PR #2894, opened 2026-05-05
fix: Ensure creation of 'Recipient' with valid email

NicolasBourdin88:


app/src/main/java/com/infomaniak/mail/data/models/correspondent/Recipient.kt
```diff
@@ -57,8 +57,8 @@ open class Recipient : EmbeddedRealmObject, Correspondent, ContactAutocompletabl
 
     override var contactId = name + email
 
-    fun initLocalValues(email: String? = null, name: String? = null, hasExternalProvider: Boolean? = null): Recipient {
-        email?.let { this.email = it }
+    private fun initLocalValues(email: String, name: String? = null, hasExternalProvider: Boolean? = null): Recipient {
+        email.let { this.email = it }
```
LunarX: No need to use let here anymore

app/src/main/java/com/infomaniak/mail/data/models/correspondent/Recipient.kt
```diff
@@ -103,5 +102,14 @@ open class Recipient : EmbeddedRealmObject, Correspondent, ContactAutocompletabl
...
             parcel.customWriteBoolean(hasExternalProvider)
         }
+
+        fun createValidRecipientOrNull(
+            email: String,
+            name: String? = null,
+            hasExternalProvider: Boolean? = null
+        ): Recipient? {
+            if (!email.isEmail()) return null
+            return Recipient().initLocalValues(email, name, hasExternalProvider)
```
FabianDevel, line 112:
```suggestion
            return Recipient().initLocalValues(email, name, hasExternalProvider).takeif { email.isEmail() }
```

FabianDevel (changes requested):

app/src/main/java/com/infomaniak/mail/data/models/correspondent/Recipient.kt
LunarX: I do not agree, this instantiates a Recipient everytime even when we wont use it. `if (!email.isEmail()) return null` is already good enough so I prefer the more instantiation optimal version.

LunarX (approved):

FabianDevel (approved):

PR #2907, opened 2026-05-15
fix(webview): use evaluateJavascript in MessageDisplayWebViewClient

### LINKED ISSUE #2906: MessageDisplayWebViewClient still uses loadUrl("javascript:...") instead of evaluateJavascript
`MessageDisplayWebViewClient.onPageFinished` (`app/src/main/java/com/infomaniak/mail/ui/main/thread/webViewClient/MessageDisplayWebViewClient.kt:90`) runs script in the message WebView like this:

```kotlin
val escapedMessageUid = looselyEscapeAsStringLiteralForJs(messageUid)
webView.loadUrl("javascript:removeAllProperties(); normalizeMessageWidth($widthInDp, $escapedMessageUid)")
```

The legacy `javascript:` URL form has two known drawbacks compared to `WebView.evaluateJavascript(...)`:

1. It is recorded as a navigation step in the WebView's history, so `goBack()` can land on the synthetic JS entry instead of the previous message.
2. There is no way to read a return value back into Kotlin. Today this call ignores the result, but any future tweak that wants to wait for the script to finish (or read its return value) can't be expressed on top of `loadUrl("javascript:...")` and has to migrate anyway.

Android's WebView docs and lint (`WebViewLegacy`) both treat `loadUrl("javascript:...")` as deprecated since `WebView.evaluateJavascript` was added in API 19, which is well below this project's `minSdk`.

### Suggested fix

Swap to `evaluateJavascript` and keep the same script:

```kotlin
webView.evaluateJavascript(
    "removeAllProperties(); normalizeMessageWidth($widthInDp, $escapedMessageUid)",
    null
)
```

This is a pure swap. No callback is needed since the existing call discards the result.

A PR with the one-line change is open at #2907.

jim-daf:
Closes #2906.

`MessageDisplayWebViewClient.onPageFinished` runs:

`webView.loadUrl(\"javascript:removeAllProperties(); normalizeMessageWidth(\$widthInDp, \$escapedMessageUid)\")`

`loadUrl("javascript:...")` is the legacy WebView path: it records a synthetic history entry (so `goBack()` can land on it) and discards any return value because there is no callback. `WebView.evaluateJavascript` was added in API 19, which is well below the project's minSdk, and does neither of those.

### Change

`- webView.loadUrl("javascript:removeAllProperties(); normalizeMessageWidth(\$widthInDp, \$escapedMessageUid)\")`
`+ webView.evaluateJavascript("removeAllProperties(); normalizeMessageWidth(\$widthInDp, \$escapedMessageUid)\", null)`

No callback is added because the existing call already discards the result. Same script, same effect, no history pollution.

### DIFF
--- a/app/src/main/java/com/infomaniak/mail/ui/main/thread/webViewClient/MessageDisplayWebViewClient.kt
+++ b/app/src/main/java/com/infomaniak/mail/ui/main/thread/webViewClient/MessageDisplayWebViewClient.kt
@@ -87,7 +87,7 @@ class MessageDisplayWebViewClient(
                 }
             }
             val escapedMessageUid = looselyEscapeAsStringLiteralForJs(messageUid)
-            webView.loadUrl("javascript:removeAllProperties(); normalizeMessageWidth($widthInDp, $escapedMessageUid)")
+            webView.evaluateJavascript("removeAllProperties(); normalizeMessageWidth($widthInDp, $escapedMessageUid)", null)
             onPageFinished?.invoke()
         }
     }


LunarX:
Thank you but this is pretty small of a difference and pretty nitpicky. Right now the code doesn't use any of the properties that make this solution better and changing between the two approaches is trivial if ever needed one day

PR #2917, opened 2026-05-28
fix(UserProfile): Update core to remove useless fields in User model that can break the connection

FabianDevel:


LouisCAD (approved):

FabianDevel:
Done in #2919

* TASK DETAILS
Line count for the word "since": state how many lines of the listing hold it, and give only that number.

* PROBLEM SOLUTION
2